- Born: Albert Edward Gregory
- Died: 12 November 2010
- Military career
- Allegiance: United Kingdom
- Branch: Royal Air Force
- Rank: Flight Lieutenant
- Unit: No. 141 Squadron RAF; No. 219 Squadron RAF; No. 275 Squadron RAF; No. 278 Squadron RAF;
- Conflicts: World War II Battle of Britain; Malaya;
- Awards: Distinguished Flying Cross; Air Efficiency Award;

= Albert Gregory =

Flight Lieutenant Albert Edward Gregory, DFC, AE (1917–2010) was a World War II Royal Air Force Air Gunner during the Battle of Britain, and was one of the men known as "The Few".

Albert Gregory was born in 1917. Before joining the RAF he worked in a butcher's shop and later as a Co-op delivery man.

As an Air Gunner he was posted to No. 141 Squadron RAF to fly in Blenheims before the squadron converted to Defiants. He could not fly in the Defiant because he was too tall for the turret, so transferred to No. 219 Squadron RAF with whom he served throughout the Battle of Britain on Beaufighters. Albert then served with 23 Sqn in Boston IIIs on intruder patrols over occupied France, Belgium and Holland on bombing and strafing missions, before spending time with No. 275 Squadron RAF and No. 278 Squadron RAF both Air-Sea Rescue Squadrons.

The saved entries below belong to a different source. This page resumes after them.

PR #1050, opened 2018-02-13
I1049 life cycle

JIMENOFONSECA:
@martin-mosteiro would you mind checking this PR for me?

How to run?
1. erase config file in userprofile.
2. run Dashboard_district.py located in cea/plots/lca/...

Expected results:
5 graphs should be saved in  outputs/plots

### DIFF
--- a/cea/default.config
+++ b/cea/default.config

He was awarded the Distinguished Flying Cross in 1942 in recognition of his night flying service. The citation read "This officer has a long and meritorious record as an air gunner, having been engaged in night flying for nearly 3 years. Throughout his operational tour Flying Officer Gregory has shown great courage, skill and devotion to duty".

Gregory was one of the remaining members of "The Few" and was present at many Battle of Britain events, including the unveiling of the Battle of Britain Monument in London. He was, however, always puzzled why people were so interested in him; after all as he always said

I was just doing my job.

Gregory died on 12 November 2010 after a short illness.